# MLS Pizza Party at Fairplex



## Gary Woolard (Jan 2, 2008)

Just some fun and faces from the MLS pizza party at the Fairplex...


So some wag said "you should take a picture of us behind bars!" and Carla did!












Getting MLS'er's together for a group photo is like herding cats.. especially when some miscreants like Stan Cedarleaf and Dave Crocker are waving their hands around in a vain attempt to protect the guilty. Oh well, they succeeded this time.
























SWMTP did manage to snap some pix of clumps, if not groups, of hungry MLS'ers chowing down. Here I can spot Howard MacCaulsay, JJ (aka "John J"), 'Chilli' Charlie Scherer and George Schreyer amongst others; along the back are George Elmassian, Roland Seavey and Ron Senek and his wife Holly.












Some closer shots, starting with ChilliCharlie













and George Schreyer, who's 'tech tips' pages haved saved many of us from a ton of grief.













Remember the MLS poster shot from Queen Mary days of Tommy Mieja's little girl posing with a pink Big Hauler? Well little Gracie has been growing up!












Mike Reilley made it! We all expressed our best wishes for him and Marge.












Chow time is breaking up and folks are returning to the serious business of running trains. John Corradini looks on as the keys to the kingdom are passed to Stan Cedarleaf. (Okay, I admit it, I have no idea what was being handed to whom. But it sounds good, doesn't it?)









. 


And Bob Toohey confers quietly with his crew. "Was this really my idea?"













SWMTP wasn't the only person documenting the action! (Dave Crocker and Bob Baxter)












Dusk is falling, and we're debating the pros and cons of different control systems. I think it was JJ who said something like "this is like old times at the Queen Mary."












Last but not least -- for Totalwrecker, who wanted wider shots of the Fairplex. Here's Tommy Meija running his Pearl Harbor special through one corner of the layout!












It was fun. Until next year.. or maybe November?


----------



## Gary Woolard (Jan 2, 2008)

stuck in edit loop


----------



## Gary Woolard (Jan 2, 2008)

Hmm.. this was the 2nd time I hit edit and wound up 'replying'. Shad, have you seen this otherwise?


----------



## pcentral (Jan 3, 2008)

Really glad everyone had such a good time! I guess those of us who volunteer at the FGRR kind of take for granted how special it is to run your trains on the layout. 

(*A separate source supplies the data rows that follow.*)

PR #73, opened 2016-11-27
minor wording change in documentation

waldyrious:
besides this being clearer, I believe the previous wording was not grammatically correct.


Xymph:
Ah, I suppose so. Too bad this came too late for the previous merge, but I know how that goes sometimes.

waldyrious:
No problem, I did give my approval to the other PR, so I take responsibility for the overlook.

PR #76, opened 2016-11-27
Add getHistory, getRevision, getArchivename, delete methods to WikiFile (fixes #72)

### LINKED ISSUE #72: Delete old revision of file
MW API has the ability to delete just an old(er) revision of a file, rather than a file description page with all its file revisions (like `WikiPage::delete` does). For this a `WikiFile::delete` method is needed, which in turn requires revision history information (specifically the archivename property), hence `getHistory`, `getRevision` and `getArchivename` methods.

It would even be possible to make all the getters work on a specified revision as well, but I'm still hesitating whether that helps or makes (some) things more complicated. More on that when I commit what I have so far, but I'd prefer to wrap up PR #71 first to avoid potential merge conflicts later.

Xymph:
See #72. Before, `getInfo()` only obtains the current revision, and I wanted to keep that the default as this suffices for most use cases, and it would be unnecessary strain on the MW API to always get all revisions. I struggled for a little while how to combine MW API's abilities regarding file revisions with Wikimate's caching approach (`getInfo()`'s `$refresh` parameter), but eventually settled on the following.

Enter `getHistory()` which by default just returns the same current revision but, if forced to refresh, can fetch the desired number of revisions or the max, and from the current revision backwards or using the timestamp(s). See the [API doc](https://www.mediawiki.org/wiki/API:Imageinfo#Parameters).

In the resulting history array, the keys are numbered from 0 upwards, and can subsequently be used to fetch one revision's properties array via `getRevision()` as well as an older revision's archive name via `getArchivename()`. If the history includes the current revision, which has no archive name, `getArchivename()` treats that as an error. If it doesn't include the current revision because of timestamp parameters, key 0 refers to the most recent revision in the selection.

The revision parameter can also be a timestamp, but this needs to be the exact one used in the properties. I tried to be more flexible and allow other formats, but translating them into ISO8601 in PHP code and then matching that against the cached property was problematic, also because of timezone settings/conversions. So I decided to keep it simple and clear by sticking to exact timestamp matches only.

The new `delete()` defines the File: page path itself now and optionally takes an archive name to delete an older revision, which affects (or doesn't affect) the `$exists` flag too.

### DIFF
--- a/USAGE.md
+++ b/USAGE.md
@@ -228,14 +228,53 @@ if ($file->exists()) die('Example image already exists');
 $result = uploadFromUrl('https://upload.wikimedia.org/wikipedia/en/a/a9/Example.jpg', 'Adopt Wiki example image');
 ```
 
-### Deleting...
+### History...
 
-If the account you're using has delete permissions, you can delete files as well via `delete()` on its description page:
+The revision history of a file can be obtained as an array with a properties array per revision:
 
 ```php
-$page = $wiki->getPage('File:Old-button.png');
+$file = $wiki->getFile('Often-changed-file.zip');
+// get only the current revision
+$history = $file->getHistory();
+// get the maximum number of revisions (500 for user accounts, 5000 for bot accounts)
+$history = $file->getHistory(true);
+// get the latest 10 revisions during 2015 (can use all MediaWiki timestamp formats)
+$history = $file->getHistory(true, 10, '2015-01-01 00:00:00', '2015-12-31 23:59:59');
+// iterate over revisions and print properties
+foreach ($history as $revision => $properties) {
+  echo "Revision $revision properties:\n";
+  print_r($properties);
+}
+```
+
+One specific revision can be requested by revision sequence number or by exact timestamp in the current history, as can its archive name:
+
+```php
+// get the latest 50 revisions
+$history = $file->getHistory(true, 50);
+// get the properties of the penultimate revision
+$revision = $file->getRevision(1);
+// get the archive name of the specific revision (must be ISO 8601 format)
+$archivename = $file->getArchivename('2016-11-22T33:44:55Z');
+```
+
+### Deleting...
+
+If the account you're using has delete permissions, you can delete files as well:
+
+```php
+$file = $wiki->getFile('Old-button.png');
 // returns true if the delete was successful
-$page->delete('The button was superseded by a new one');
+$file->delete('The button was superseded by a new one');
+```
+
+To delete a specific older revision of the file, the archive name is needed:
+
+```php
+$file = $wiki->getFile('Often-changed-file.zip');
+$history = $file->getHistory(true);
+$archivename = $file->getArchivename(3);
+$file->delete('This was an inadvertent release', $archivename);
 ```
 
 ### Other stuff
--- a/USAGE.md
+++ b/USAGE.md
@@ -233,7 +233,7 @@ $result = uploadFromUrl('https://upload.wikimedia.org/wikipedia/en/a/a9/Example.
 The revision history of a file can be obtained as an array with a properties array per revision:
 
 ```php
-$file = $wiki->getFile('Often-changed-file.zip');
+$file = $wiki->getFile('Frequently-changed-file.zip');
 // get only the current revision
 $history = $file->getHistory();
 // get the maximum number of revisions (500 for user accounts, 5000 for bot accounts)
--- a/Wikimate.php
+++ b/Wikimate.php
@@ -952,6 +952,7 @@ class WikiFile
 	protected $error     = null;
 	protected $edittoken = null;
 	protected $info      = null;
+	protected $history   = null;
 
 	/*
 	 *
@@ -991,6 +992,7 @@ class WikiFile
 		$this->error      = null;
 		$this->edittoken  = null;
 		$this->info       = null;
+		$this->history    = null;
 		return null;
 	}
 
@@ -1049,9 +1051,10 @@ class WikiFile
 	 * then this method will query the wiki API again for the file details.
 	 *
 	 * @param   boolean  $refresh  True to query the wiki API again
+	 * @param   array    $history  An optional array of revision history parameters
 	 * @return  mixed              The info of the file (array), or null if error
 	 */
-	public function getInfo($refresh = false)
+	public function getInfo($refresh = false, $history = null)
 	{
 		if ($refresh) { // We want to query the API
 			// Specify relevant file properties to retrieve
@@ -1063,6 +1066,14 @@ class WikiFile
 				          . 'mime|thumbmime|sha1|size|timestamp|url|user|userid',
 				'intoken' => 'edit',
 			);
+			// Add optional history parameters
+			if (is_array($history)) {
+				foreach ($history as $key => $val) {
+					$data[$key] = $val;
+				}
+				// Retrieve archive name property as well
+				$data['iiprop'] .= '|archivename';
+			}
 
 			$r = $this->wikimate->query($data); // Run the query
 
@@ -1089,8 +1100,9 @@ class WikiFile
 			if (!isset($page['missing'])) {
 				// Update the existence if the file is there
 				$this->exists = true;
-				// Put the content into info
-				$this->info   = $page['imageinfo'][0];
+				// Put the content into info & history
+				$this->info    = $page['imageinfo'][0];
+				$this->history = $page['imageinfo'];
 			}
 			unset($page);
 		}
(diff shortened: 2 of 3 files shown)


waldyrious:
Heads up, I probably won't be able to review this until Thursday.

Xymph:
As hinted in #72, it is feasible to make all the earlier getters work on revisions too, something like:
```
get<Property>($revision = null):
if (isset($revision)) return info[<property>]
else do what getArchivename does
```
This generalizes the getters so that a user can do:
```
$sha1_curr = getSha1();
$history = getHistory(true);
$sha1_prev = getSha1(1);
```
instead of:
```
[...]
$sha1_prev = $history[1]['sha1'];
```
But with every generalization, usage becomes a bit more complex (although not so much here, as the default behavior remains the same), and (Doxygen) documentation becomes more elaborate.

What do you think, @waldyrious?

Xymph:
> Heads up, I probably won't be able to review this until Thursday.

No problem, take your time. Better get all this right on the first go. :)

Wikimate.php
```diff
@@ -1306,6 +1318,157 @@ public function getWidth()
...
+		return $this->history;
+	}
+
+	/**
+	 * Returns the properties of the specified file revision.
+	 *
+	 * Revision can be the following:
+	 * - revision timestamp (string:"2001-01-15T14:56:00Z")
+	 * - revision index (int:3)
+	 * The current revision has index 0.
```
waldyrious: Just to be explicit, it would be nice to mention that the revision index increases towards older revisions.

Wikimate.php
```diff
@@ -1306,6 +1318,157 @@ public function getWidth()
...
+			foreach ($this->history as $history) {
+				if ($history['timestamp'] == $revision) {
+					return $history;
+				}
+			}
+		}
+
+		// Return error message
+		$this->error = array();
+		$this->error['file'] = 'The revision is not found for this file';
```
waldyrious: I'd mention the actual revision parameter passed in the error message, and also change "is not found" --> "was not found".

Wikimate.php
```diff
@@ -1306,6 +1318,157 @@ public function getWidth()
...
+		return null;
+	}
+
+	/**
+	 * Returns the archive name of the specified file revision.
+	 *
+	 * Revision can be the following:
+	 * - revision timestamp (string:"2001-01-15T14:56:00Z")
```
waldyrious: is the colon a standard format for examples? If not, I'd use something like `(string, e.g. 2001-01-15T14:56:00Z")`, and maybe mention that it is in ISO 8601 format.

waldyrious:
I like the changes, but I'm a bit uneasy that `getHistory` only gets the latest revision by default. A sensible limit (e.g. 25 as IIRC is used in the page history in the mediawiki UI) would make more sense IMHO. I agree that for getInfo fetching only the last revision makes sense, but for getHistory this seems counter-intuitive. I also am not sure about getRevisions's behavior depending on a previous call of getHistory (if I got that right). I'm open to hear your rationale for these choices, of course.

Wikimate.php
Xymph: Examples were already [in that format](https://github.com/hamstar/Wikimate/blob/f0558f015484bce35ef32dd7fb075965d688c676/Wikimate.php#L487) before I came on board. I'm fine with changing it, but then I'll do it throughout the entire file - okay?

Wikimate.php
Xymph: Yes, and actually it is only the current revision if no timestamps were specified to `getHistory()`, so 'most recent' is more accurate.

Wikimate.php
```diff
@@ -1306,6 +1318,157 @@ public function getWidth()
...
+			$this->error = array();
+			$this->error['file'] = 'This revision contains no archive name';
+			return null;
+		}
+
+		return $info['archivename'];
+	}
+
+	/**
+	 * Delete the file, or an older revision of it.
```
Xymph: Agreed.

USAGE.md
```diff
@@ -228,14 +228,53 @@ if ($file->exists()) die('Example image already exists');
 $result = uploadFromUrl('https://upload.wikimedia.org/wikipedia/en/a/a9/Example.jpg', 'Adopt Wiki example image');
 ```
 
+### History...
+
+The revision history of a file can be obtained as an array with a properties array per revision:
+
+```php
+$file = $wiki->getFile('Often-changed-file.zip');
```
Xymph: Neither am I, but I should have written it that way to begin with.

Xymph:
Yes, `getRevision()` requires a preceding `getHistory()` call if getting anything but the most recent entry. Users dealing with revisions will already needed to know better what they're doing, so this mechanism seems acceptable to me.

My rationale was two-fold:
- Not retrieving more data than necessary in the initial API request, i.e. the default current revision instead of an arbitrarily larger number. I don't know what the default in the UI is (kinda hard to find a file with 25+ revs), but that seems a pretty large number already when -- in most use cases for WikiFile -- it's never needed.
- Make the caching behavior mimic that of WikiPage, so the initial `Wikimate::getFile()` makes one API request implicitly, and getting further/different data always requires an explicit `$refresh = true` to force another API request.

In order to ensure `getHistory()` behaves consistently even if not yet forced to refresh, it then follows that it should return the current revision, and not `null` or some such.

As noted in my initial post, I did struggle a bit with fitting revisions into the Wikimate/WikiFile model, and this seems a reasonably clean approach to it, but I'm open to entirely different approaches.

Wikimate.php
waldyrious: Ok, makes sense. If you'd like, I can make that change in a separate PR after this one, since indeed it is orthogonal to these changes.

waldyrious:
> I don't know what the default in the UI is (kinda hard to find a file with 25+ revs)

I was talking about history for regular pages, but that was just for a comparison point.

> Not retrieving more data than necessary in the initial API request, i.e. the default current revision instead of an arbitrarily larger number.

I agree with this, but it seems to me (and correct me if I'm wrong) that to get a particular (non-latest) revision, one would have to call `getHistory` before calign `getRevision(2)`. Is that the case? And if so, couldn't we make it so that, if `getRevision` receives a particular revison number parameter, it automatically fetches the corresponding data via a `getHistory` call?

To be honest, I'm not 100% sure I internalized how these methods are set up to interact with each other, so I may be saying something that is already the case -- let me know.

Xymph:
> to get a particular (non-latest) revision, one would have to call getHistory before caling getRevision(n). Is that the case?

Yes, hence that [usage example](https://github.com/hamstar/Wikimate/pull/76/files/d7cf8a4204192a3026de6db2b8a0074f99ae9555..d985310a4d80fe445daa23a031eecae8a199998d#diff-0f23af2f696313fe32c17a0c7281cb57R250).

> couldn't we make it so that, if `getRevision` receives a particular revison number parameter, it automatically fetches the corresponding data via a `getHistory` call?

Theoretically, yes, but revision number counted from where? The current (latest) revision or one within a selected timestamp range? How would you specify a limit and/or timestamp range from `getRevision` to `getHistory` if the former doesn't take those as input parameters? Would this still enable the user to access the MW API functionality in a straightforward manner?

To answer myself (but the questions weren't just rhetorical), I don't think so. I think this approach would mix up actions (fetch data from the API vs. returning cached data via getters) more than the rest of Wikimate does, and may make behavior of `getRevision` more confusing, perhaps less predictable. Currently the granular actions of `getHistory` followed by `getRevision` (or any other getter [if that's implemented](https://github.com/hamstar/Wikimate/pull/76#issuecomment-263122509)) indeed require the user to take more steps (well, one), but at least [s]he remains in control over every step and it's clear what outcome can be expected all the way.

That is actually entry 3 in my rationale which I reasoned through for myself a week ago when I wrote this code, but didn't remember right away this morning.

> To be honest, I'm not 100% sure I internalized how these methods are set up to interact with each other

I understand, that took me a while too, so please take further time for that as needed. I'm still not sure this history/revision approach is the only/best one to meet the aforementioned goals, but after having written the code I am probably not able to see another one. It would take someone else with thorough understanding of overall model and underlying code to point it out if it exists.

Wikimate.php
Xymph: Sure, please do.

waldyrious:
Considering that:
1. I trust your judgment, both overall given your past contributions, and in this particular change given that you've actually written the code to perform these actions; and
2. the advantage of having this feature at all vastly outweighs the mild inconvenience of a (possibly, not certainly) non-optimal interface

...I believe the clear right path forward is to merge these changes now, and let eventual improvements be integrated when/if the time comes, by those who happen to come up with a better approach.

I will thus merge the PR and open another one updating the example formats as mentioned above. Really nice work! 👍

Xymph:
Thanks. :smile: But what about my remaining open question? :wink:

waldyrious:
Sorry, which one do you mean, exactly? I'm not sure.

Xymph:
The one re-linked just to make sure... but not sure enough apparently. :stuck_out_tongue_winking_eye: 

> or any other getter [if that's implemented](https://github.com/hamstar/Wikimate/pull/76#issuecomment-263122509)

waldyrious:
Oh, right. I forgot about that one :P

Yes, I think that makes sense. In fact, the local complexity would increase, but the overall complexity would decrease since the usage would be more consistent.

Issue #79, opened 2017-01-05
WikiFile: add getAnon method


Xymph:
I discovered by chance that for a file uploaded by an anonymous user, an extra `anon` flag is returned with the imageinfo properties by the MW API. It indicates that the `user` field, containing the IP address, is not a username resembling an IP but an actual anon IP. The `getAnon` method should make this flag accessible to WikiFile users.

Xymph:
See #80.

PR #80, opened 2017-01-06
Add WikiFile::getAnon method, update changelog

Xymph:
See #79. Very straightforward, nothing more to say.


waldyrious:
Indeed 👍

PR #85, opened 2017-03-12
Fix PHP notice in WikiFile::getInfo() (fixes #84)

### LINKED ISSUE #84: WikiFile::getInfo on deleted file gives PHP Notice
I discovered by chance, when a file existed but was subsequently deleted or moved to another path, that the MW API does not return the `missing` property for the requested path anymore. I guess it only does that when the path never existed in the first place.

In the following `getInfo()` excerpt:
```
        if (!isset($page['missing'])) {
                // Update the existence if the file is there
                $this->exists = true;
                // Put the content into info & history
                $this->info    = $page['imageinfo'][0];
                $this->history = $page['imageinfo'];
        }
```
this results in PHP notices:
```
PHP Notice:  Undefined index: imageinfo in /usr/local/share/wikimate/Wikimate.php on line 1104
PHP Notice:  Undefined index: imageinfo in /usr/local/share/wikimate/Wikimate.php on line 1105
```
That's logical as the `imageinfo` property array is not present for a non-existing file.

Also, a changelog typo regrettably slipped through the v0.12.0 release: it was [named 0.11.0](https://github.com/hamstar/Wikimate/commit/2f7f77687435f4d2469c362946718637af5adeca#diff-4ac32a78649ca5bdd8e0ba38b7006a1e). Even two people can be oblivious to the obvious. :astonished:

Xymph:
See #84.

### DIFF
--- a/Wikimate.php
+++ b/Wikimate.php
@@ -1097,7 +1097,8 @@ class WikiFile
 
 			$this->edittoken = $page['edittoken'];
 
-			if (!isset($page['missing'])) {
+			// Check that file is present and has info
+			if (!isset($page['missing']) && isset($page['imageinfo'])) {
 				// Update the existence if the file is there
 				$this->exists = true;
 				// Put the content into info & history
--- a/CHANGELOG.md
+++ b/CHANGELOG.md
@@ -2,9 +2,11 @@
 
 Since v0.10.0 this project adheres to [Semantic Versioning](http://semver.org/) and [Keep a Changelog](http://keepachangelog.com/).
 
-### Current development
+### Unreleased version
 
-* Fix PHP notice in `WikiFile::getInfo()` for moved or deleted file. ([#85])
+#### Fixed
+
+* Prevented PHP notice in `WikiFile::getInfo()` for moved or deleted file. ([#85])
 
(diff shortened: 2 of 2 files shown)


Wikimate.php
```diff
@@ -1097,7 +1097,7 @@ public function getInfo($refresh = false, $history = null)
 
 			$this->edittoken = $page['edittoken'];
 
-			if (!isset($page['missing'])) {
+			if (!isset($page['missing']) && isset($page['imageinfo'])) {
```
waldyrious: Do you think a comment would be warranted above this line? I'm not sure the behavior you described in #84 is intuitive: 

> when a file existed but was subsequently deleted or moved to another path, that the MW API does not return the `missing` property for the requested path anymore. I guess it only does that when the path never existed in the first place.

Xymph: Yes, good point - done.

waldyrious:
LGTM. Feel free to do any commit cleanup if you feel it's worth it, and merge whenever you're ready.

Xymph:
I fixed up the comment with the code change, but preserved the reference to the changelog discussion. That's a wrap. :)

Issue #51, opened 2024-07-18
`Igniter.Project.Config.configures?/3` doesn't work in all general cases


ibarakaiev:
Facing some issues with retrieving configuration in Igniter. Specifically, `Igniter.Project.Config.configures?/3` seems to return `:error` where it shouldn't. I can make a PR for it to return `false` but I think there are a few more issues, outlined below.

There are two versions of `Config.config/2,3`, one that accepts just the `root_key` and `opts` and one that also accepts a given `key` for the `root_key`: https://hexdocs.pm/elixir/main/Config.html#config/2. Tbh I'm not entirely sure how they're different since one can achieve the same functionality with both:
```elixir
config :my_app, [{Test, [hello: :world]}]
config :my_app, Test, hello: :world
```
I guess it's a convenience and a convention to only define configuration up to two nested levels deep. This means that `Igniter.Project.Config.configures/3` needs to search for either `Config.config/2` or `Config.config/3`. In principle, it is easy to assume that one needs to search for `Config.config/2` if the provided `config_path` is a single element, and `Config.config/3` when it has more than one element. But in reality `Config.config/2` may be nested too (like in the example above), meaning that when there's more than one element, `Config.configures/3` needs to search for both versions of the `config`. Right now what happens is `Config.configures/3` searches for `Config.config/3` when `config_path` is one element, and for `Config.config/2` when `config_path` is more than one element. This seems incorrect, and at least in my case it doesn't quite work.

One additional complication that needs to be accounted for is that a certain key may be configured twice, like in the code examples in the official docs linked above. Therefore, a certain nested key may not be configured in the first `Config.config/2,3` match but may be configured in a later one. So there needs to be some kind of a `move_right()` + recursion if there was no nested match in a given `Config.config/2,3` match.

Finally, I found the function signature of `Config.configures?/3` a bit tricky to reason about since the `app_name` is last in the list, whereas in `config/2,3` it is first and is called `root_key`.

Considering the above, I wanted to propose the following change:

1. Add `Config.configures_root_key?(zipper, root_key)` which will check if either `config :my_app, _` or `config :my_app, _, _` is present.
1. Add `Config.configures_key?(zipper, root_key, key)` which will check if either `config :my_app, key: _` or `config :my_app, :key, _` is present.
2. Add wrappers to pass a file instead of a zipper instead.
[...]

PR #54, opened 2024-07-18
fix: configures?/3 -> configures_key & configures_root_key

ibarakaiev:
### Contributor checklist

This PR splits (and deprecates) `Igniter.Project.Config.configures?/3` into `Igniter.Project.Config.configures_key/4` and `Igniter.Project.Config.configures_root_key/3` to allow passing just the root key, atom keys, and list keys (as keyword paths).

Additionally, it addresses some of the issues discussed in #51, specifically, it:
- moves `Igniter.Code.Keyword.keyword_has_path?/2` inside the matching function in `Igniter.Code.Function.move_to_function_call_in_current_scope/4` to make sure deeply nested keys defined in a _later_ (that is, not first) run of the same root key configuration is checked. Previously, it was matching on the root key and checking it within a `case`, so there was a possibility it would match on the first occurrence, fail to find a nested key, and return `false` immediately.
- makes sure only boolean values are ever returned.
- supports both `config :root_key, :key, 1` as well as `config :root_key, key: 1` notations (as well as their deeply nested counterparts).
- makes the order and naming more consistent with Elixir's `Config.config/2,3`, that is, using `root_key` (instead of `app_name`) and using it earlier in the arguments.

### DIFF
--- a/lib/igniter/code/function.ex
+++ b/lib/igniter/code/function.ex
@@ -453,7 +453,7 @@ defmodule Igniter.Code.Function do
         end
       end
     else
-      :error
+      raise "The passed Zipper is not a function."
     end
   end
 
--- a/lib/igniter/code/function.ex
+++ b/lib/igniter/code/function.ex
@@ -453,7 +453,7 @@ defmodule Igniter.Code.Function do
         end
       end
     else
-      raise "The passed Zipper is not a function."
+      false
     end
   end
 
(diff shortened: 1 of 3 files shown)


zachdaniel:
Thanks for the PR. Will review tomorrow 🙇

ibarakaiev:
Thanks! I ended up deviating from the original proposal a bit in light of your comments, so it's essentially a renaming of `configures?/3` (to fix the order) and a new helper function for empty paths.

zachdaniel (approved):

zachdaniel:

The picture of Bob Toohey(back to camera) also includes in the middle Rick Bremer (No 2 in command) and Frank Acuna(a very dedicated volunteer). I think Frank has signed up here on MLS but I don't know his username. 

Sure wish we could of been there! 

Steve


----------



## John J (Dec 29, 2007)

Yes it was just like old times at the Queen Mary. We did the set of of the Live Steam Track on Friday. But Sat Morning was kind of empty with out Jackie Star and her Morning coffee as Bobs train chuged around the track. There was a congregation for Vespers in the Bar Friday and Sat night for more train talk. One note: The live steam track is INSIDE the show.


----------



## aceinspp (Jan 2, 2008)

Wow they finally put all you guys in the right place behind bars ( not the pub either) and out of harms way. Thanks for sharing the pics really look like you folks had fun. I did have good intentions of attending this year butt between Rex and I things just did not work out. So will look forward to next year. See where Greg change his name was that to protect the innocent? He sure was laying low in the back ground.







Later RJD


----------



## cjwalas (Jan 2, 2008)

These are the shots I was really hoping someone would post! Thanks, Gary and Carla! It's great to see a bunch of the MLSers getting together. It does remind me of the old QM days! 
Chris


----------



## Stan Cedarleaf (Jan 2, 2008)

Yes, Carla.... You've come through with wonderful images again. Thanks for posting the fun of the evening.


----------



## Totalwrecker (Feb 26, 2009)

Thanks, great shots. 
Thanks for 'my' pic too! 

John


----------



## tmejia (Jan 2, 2008)

Thanks Gary and Carla,
Those are great pictures. At least Gracie ain't all growed up , YET.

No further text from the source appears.